Assessments? Treatments? Differential diagnosis?


----------



## Aprz (Apr 18, 2016)

I'm too lazy to write the whole AEIOUTIPS stuff again, lol.

Am I blind or did you forget to put the blood sugar on here? LOL. I assume it was normal.

Based on the setting, I would definitely be thinking of drugs, metabolic problems secondary to drugs (eg hyponatremia leading to seizures), or psychosis.

Maybe post ictal from a seizure?

Maybe he is actively having like an absent seizure?

Not really sure what else to think. Never heard of or seen something like this. I look forward to hearing the outcome.


----------



## DesertMedic66 (Apr 18, 2016)

Aprz said:


> I'm too lazy to write the whole AEIOUTIPS stuff again, lol.
> 
> Am I blind or did you forget to put the blood sugar on here? LOL. I assume it was normal.
> 
> ...


My apologies, BGL 116mg/dL. 

Patients breath smells normal. Unknown on seizure history. Other bystanders did not see any seizure activity.


----------



## zFrostyy (Apr 19, 2016)

If eyes are indeed PERRL, not dilated or constricted, i'm leaning towards treating it as heat exhaustion/heat stroke even though there's some psychosis going on.


Pulse and RR are consistent with upper/speedish drugs,the inability/unwillingness to move at all is somewhat indicative of a heavy CNS depressant in theory, though I haven't heard of one having that affect, not only is a large music festival a contraindication for depressants, his vitals don't indicate such if that's not being shown in the eyes,there's not much else to go off of here short of a blood test, gentle cooling, semi fowlers and transport.


As far as what's actually going on with that pt, that's for the hospital to find out, as we're not well equipped enough in the field.

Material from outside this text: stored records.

PR #568, opened 2020-10-30
Creating Ingress to connect status endpoint from TCs

tomahawk28:
Toward https://github.com/giantswarm/giantswarm/issues/13201

Ingress object would be created only if this is not `-unique` release which means app-operator for TCs. 

## Checklist

### DIFF
--- a/helm/app-operator/templates/configmap.yaml
+++ b/helm/app-operator/templates/configmap.yaml
@@ -17,7 +17,11 @@ data:
       app:
         unique: {{ include "resource.app.unique" . }}
       chart:
+        {{- if hasSuffix "-unique" .Release.Name }}
         webhookBaseURL: 'http://{{ include "resource.default.name" . }}.{{ include "resource.default.namespace" . }}.svc.cluster.local:{{ .Values.port }}'
+        {{- else }}
+        webhookBaseURL: 'http://{{ include "resource.default.name" . }}.{{ .Values.Installation.V1.Kubernetes.API.Address }}'
+        {{- end }}
       helm:
         http:
           clientTimeout: '{{ .Values.Installation.V1.Helm.HTTP.ClientTimeout }}'
--- a/helm/app-operator/templates/ingress.yaml
+++ b/helm/app-operator/templates/ingress.yaml
@@ -15,7 +15,7 @@ spec:
       - {{ include "resource.default.name" . }}.{{ .Values.Installation.V1.Kubernetes.API.Address }}
       secretName: {{ include "resource.default.name" . }}-ingress
   rules:
-    - host: {{ .Values.Installation.V1.Monitoring.Prometheus.Host }}
+    - host: {{ include "resource.default.name" . }}.{{ .Values.Installation.V1.Kubernetes.API.Address }}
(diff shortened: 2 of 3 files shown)


tomahawk28:
Tested from `gauss`

```
# creating curl pod from TCs. 
kubectl run curl-jhbok --image=radial/busyboxplus:curl -i --tty --rm

[ root@curl-jhbok:/ ]$ curl -sSL -D - https://app-operator-dev.g8s.gauss.eu-west-1.aws.gigantic.io
HTTP/1.1 200 OK
Server: nginx/1.15.6
Date: Fri, 30 Oct 2020 14:35:03 GMT
Content-Type: application/json; charset=utf-8
Content-Length: 466
Connection: keep-alive
Vary: Accept-Encoding
Strict-Transport-Security: max-age=15724800; includeSubDomains

{"description":"The app-operator manages apps in Kubernetes clusters.","git_commit":"334fcb890955785d101b0626184547be9fc5d3be","go_version":"go1.14.1","name":"app-operator","os_arch":"linux/amd64","source":"https://github.com/giantswarm/app-operator","version":"2.6.1-dev","version_bundles":[{"changelogs":[{"component":"app-operator","description":"Added initial version.","kind":"added","urls":null}],"components":[],"name":"app-operator","version":"2.6.1-dev"}]}
```

helm/app-operator/templates/configmap.yaml
```diff
@@ -17,7 +17,11 @@ data:
       app:
         unique: {{ include "resource.app.unique" . }}
       chart:
+        {{- if hasSuffix "-unique" .Release.Name }}
         webhookBaseURL: 'http://{{ include "resource.default.name" . }}.{{ include "resource.default.namespace" . }}.svc.cluster.local:{{ .Values.port }}'
+        {{- else }}
+        webhookBaseURL: 'http://{{ include "resource.default.name" . }}.{{ .Values.Installation.V1.Kubernetes.API.Address }}'
```
tomahawk28, line 23: If the release name is `app-operator-dev` in `gauss` installation, this would be `app-operator-dev.g8s.gauss.eu-west-1.aws.gigantic.io`

rossf7: So we use the service for the instance, like `app-operator-2-3-5`?  I think that's the right approach. 

The TLS handling looks good but can we also use IP whitelisting? So only TCs can connect?

tomahawk28: Do you mean annotation `nginx.ingress.kubernetes.io/whitelist-source-range:`? but how do we set the IP range only for TCs?

tomahawk28: Okay, @corest confirmed that this is not possible since tenant clusters in AWS are using NAT gateway, which is dynamic, so we can't set the whitelist as upfront.

rossf7: Yes whitelist isn't going to work. Maybe we can use an auth token? Let's look into that next week.

rossf7 (approved):
LGTM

We can say what ifs all day, could've thrown a stroke x2 weird/random drug mix, some obscure brain injury/inflammation, the list goes on, but there's no way for us as prehospital care to know or find out without a CT. If pt's behavior is/has been consistent w/ initial findings for 20+ mins expediting transport would probably be a good idea.


----------



## zFrostyy (Apr 19, 2016)

Guy could also be borked out on a hallucinogenic. But there's not enough evidence/information to confirm and know for sure enough to give him some haldol for it.


----------



## NomadicMedic (Apr 19, 2016)

zFrostyy said:


> Guy could also be borked out on a hallucinogenic. But there's not enough evidence/information to confirm and know for sure enough to give him some haldol for it.



Why would you give a guy who can't move Haldol?

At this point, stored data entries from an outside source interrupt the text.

PR #570, opened 2020-11-03
Using app CR's resourceVersion as webhook token. 

tomahawk28:
Toward https://github.com/giantswarm/giantswarm/issues/13201

We need an authentication token for app-operator's webhook endpoint. 
`app` CR's resourceVersion is perfect for that matter since we can also reduce the duplicate status updating jobs. 

## Checklist

### DIFF
--- a/pkg/annotation/annotation.go
+++ b/pkg/annotation/annotation.go
@@ -30,4 +30,7 @@ const (
 
 	// WebhookURL is the URL that chart-operator reports chart updates.
 	WebhookURL = "webhook-url"
+
+	// WebhookToken is the string that chart-operator send together when updating status.
+	WebhookToken = "webhook-token"
 )
--- a/server/endpoint/status/endpoint.go
+++ b/server/endpoint/status/endpoint.go
@@ -13,6 +13,8 @@ import (
 	kitendpoint "github.com/go-kit/kit/endpoint"
 	kithttp "github.com/go-kit/kit/transport/http"
 	metav1 "k8s.io/apimachinery/pkg/apis/meta/v1"
+
+	"github.com/giantswarm/app-operator/v2/service/controller/key"
 )
 
 const (
@@ -82,6 +84,19 @@ func (e Endpoint) Endpoint() kitendpoint.Endpoint {
 		var err error
 
 		request := r.(Request)
+
+		cr, err := e.k8sClient.G8sClient().ApplicationV1alpha1().Apps(request.AppNamespace).Get(ctx, request.AppName, metav1.GetOptions{})
+		if err != nil {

Did he have dry mucosa? (Can't see, can't spit, can't pee, can't ...poop)

Sounds like a guy I had who took a boat load of Benadryl. Gotta love that anticholonergic effect.

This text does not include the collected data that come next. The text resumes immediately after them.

PR #650, opened 2021-01-28
Update additional metadata fields 

tomahawk28:
Toward https://github.com/giantswarm/giantswarm/issues/14802

## Checklist


go.mod
```diff
@@ -6,10 +6,10 @@ require (
 	github.com/Masterminds/semver v1.5.0
 	github.com/Masterminds/semver/v3 v3.1.1
 	github.com/ghodss/yaml v1.0.0
-	github.com/giantswarm/apiextensions/v3 v3.15.0
+	github.com/giantswarm/apiextensions/v3 v3.15.2-0.20210127184902-85b45fef7268
```
tomahawk28, line 9: TODO: update to 3.16.0 before merge

service/controller/appcatalog/resource/appcatalogentry/create.go
```diff
@@ -140,34 +139,25 @@ func (r *Resource) newAppCatalogEntries(ctx context.Context, cr v1alpha1.AppCata
...
-					restrictions, err = parseRestrictions(metadata)
+				if rawMetadata != nil {
+					metadata, err = parseMetadata(rawMetadata)
 					if err != nil {
 						return nil, microerror.Mask(err)
 					}
 				}
 			}
 
-			createdTime, err := parseTime(entry.Created)
```
tomahawk28, line 162: Why not utilize `dateCreated` from metadata files directly? No need to use the entry date from the catalog.

tomahawk28: Skipping this arguing for simplicity.

tomahawk28: As we discussed in the team channel, resource would fall back to the date in the entry if no `dateCreated` is provided by meta.yaml.

service/controller/appcatalog/resource/appcatalogentry/create.go
```diff
@@ -230,28 +246,25 @@ func equals(current, desired *v1alpha1.AppCatalogEntry) bool {
...
 	}
 
 	// Using reflect.DeepEqual doesn't work for the 2 date fields due to time
 	// zones. Instead we compare the unix epoch and clear the date fields.
-	if current.Spec.DateCreated.Unix() != desired.Spec.DateCreated.Unix() {
-		return false
-	}
-	current.Spec.DateCreated = nil
-	desired.Spec.DateCreated = nil
+	timeComparer := cmp.Comparer(func(current, desired *metav1.Time) bool {
```
tomahawk28, line 259: Using `Comparer` is more elegant than reflect since you can compare by the type matching.

tomahawk28:
Tested in `ginger`

service/controller/appcatalog/resource/appcatalogentry/create.go
```diff
@@ -212,13 +212,29 @@ func (r *Resource) newAppCatalogEntries(ctx context.Context, cr v1alpha1.AppCata
...
+				entryCR.Spec.DateUpdated = m.DataCreated
+			}
+
+			if entryCR.Spec.Chart.APIVersion == "" {
+				// chartAPIVersion is default to `v1`
+				entryCR.Spec.Chart.APIVersion = "v1"
+			}
+
+			if entryCR.Spec.DateCreated == nil {
+				// If meta.yaml does not have dateCreated, use the timestamp from app
```
rossf7, line 233:
```suggestion
				// If meta.yaml does not have dateCreated, use the timestamp from app.
```

service/controller/appcatalog/resource/appcatalogentry/create.go
rossf7: Nice TIL about Comparer. But the comment also needs updating now we don't use the unix epoch.

service/controller/appcatalog/resource/appcatalogentry/types.go
```diff
@@ -18,5 +21,8 @@ type entry struct {
 }
 
 type metadata struct {
-	Restrictions v1alpha1.AppCatalogEntrySpecRestrictions `json:"restrictions"`
+	Annotations     map[string]string                         `json:"annotations"`
+	ChartAPIVersion string                                    `json:"chartApiVersion"`
```
rossf7, line 25:
```suggestion
	ChartAPIVersion string                                    `json:"chartAPIVersion"`
```

These abbreviations should be consistent and API is the correct casing IMO. But this is the casing in the metadata file isn't it?

If so lets go with this but I'll do a PR to the spec to fix the casing. The metadata files are still new so I'd like to get this right.

rossf7: Another idea. Should the struct be appMetadata instead of metadata? 

No need to export it but I got a bit confused earlier even though I think I chose the name. 😄  #NamingIsHard

rossf7 (commented):
Direction is nice. Just some minor stuff.

service/controller/appcatalog/resource/appcatalogentry/create.go
tomahawk28: I think we are still using unix epoch like before. right? 
In line number 261,
```
return current.Unix() == desired.Unix()
```

service/controller/appcatalog/resource/appcatalogentry/types.go
tomahawk28: > But this is the casing in the metadata file isn't it? 
This is from metadata actually, so yes, we should fix on spec as you said. Thanks for noticing!

> Should the struct be appMetadata instead of metadata?

You're right! Since we have `metadata` from upstream as well, it's better to change the name.

service/controller/appcatalog/resource/appcatalogentry/create.go
rossf7: Long week. 😂 Thanks for clarifying.

service/controller/appcatalog/resource/appcatalogentry/types.go
rossf7: Cool I'll do a spec PR. Thanks for renaming!

rossf7 (approved):
LGTM 🚀

rossf7:
@tomahawk28 I'll leave the dependabot PRs till you've merged this.

tomahawk28:
I don't understand why `appcatalogentry` testing is failing even though I changed almost nothing but revert apiextensions version to 3.16.1. I will take a further look next Monday. Thanks!

tomahawk28:
Strange, integration testing is fetching totally wrong version of app-operator, I checked this by ssh into circleCI env. 
```
circleci@default-12b803a1-faa5-4f2f-908a-98360294915b:~$ kubectl get deploy -n giantswarm -o wide
NAME                  READY   UP-TO-DATE   AVAILABLE   AGE   CONTAINERS     IMAGES                                                                           SELECTOR
app-operator-unique   1/1     1            1           90s   app-operator   quay.io/giantswarm/app-operator:3.1.0-daeded242d150cb2f72417841facd9d55db31f3c   app.kubernetes.io/instance=app-operator-unique,app.kubernetes.io/name=app-operator
```

tomahawk28:
I would merge this and fix the integration test on another PR.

Don't know though. Sounds like a fluid bolus and ride to the ED to rule out all the stuff you can't do in a tent.


----------



## zFrostyy (Apr 19, 2016)

DEmedic said:


> Why would you give a guy who can't move Haldol?



Haldol isn't an ALS drug in my area, so not familliar with the MoA for it, but did notice it's indicated for acute psychosis from LSD, like I said though, not enough evidence/information for it.


----------



## NomadicMedic (Apr 19, 2016)

zFrostyy said:


> Haldol isn't an ALS drug in my area, so not familliar with the MoA for it, but did notice it's indicated for acute psychosis from LSD, like I said though, not enough evidence/information for it.



How about NO indication for use from the OP's presentation. Maybe reading up on Haloperidol might be useful.


----------



## DesertMedic66 (Apr 20, 2016)

Patients temp was 99.8F
Patients eyes were moist along with his gums. 

Communication is established somewhat thru blinking. Patient is AOx4. Patient denies pain, SOB, numbness, lightheadedness, nausea. Patient blinks no for alcohol use but blinks yes to drug use. Patient blinks no to acid, MDMA, meth, heroin, cocaine, whip its, GHB, Ecstasy, Molly, and Ketamine. Patient blinks no to allergies, prescribed meds, and medical conditions. Patient blinks no to this ever happening before. 

We decided not to transport this patient at this time due to stable vital signs. We laid him in the recovery position and had an EMT stay in the room with him. We established an IV and gave him a 2L NS bolus (the majority of what we do at the concert is IV and a couple of liters of NS until the patient is AOx4 and is able to walk and then they get discharged).

After about an hour after the IV was established the patient is now able to move his hands and feet and give us thumbs up or down. After another hour patient is able to speak softly and move around with extreme weakness. Patient states he ate some edible marijuana and it was his first time every trying it. 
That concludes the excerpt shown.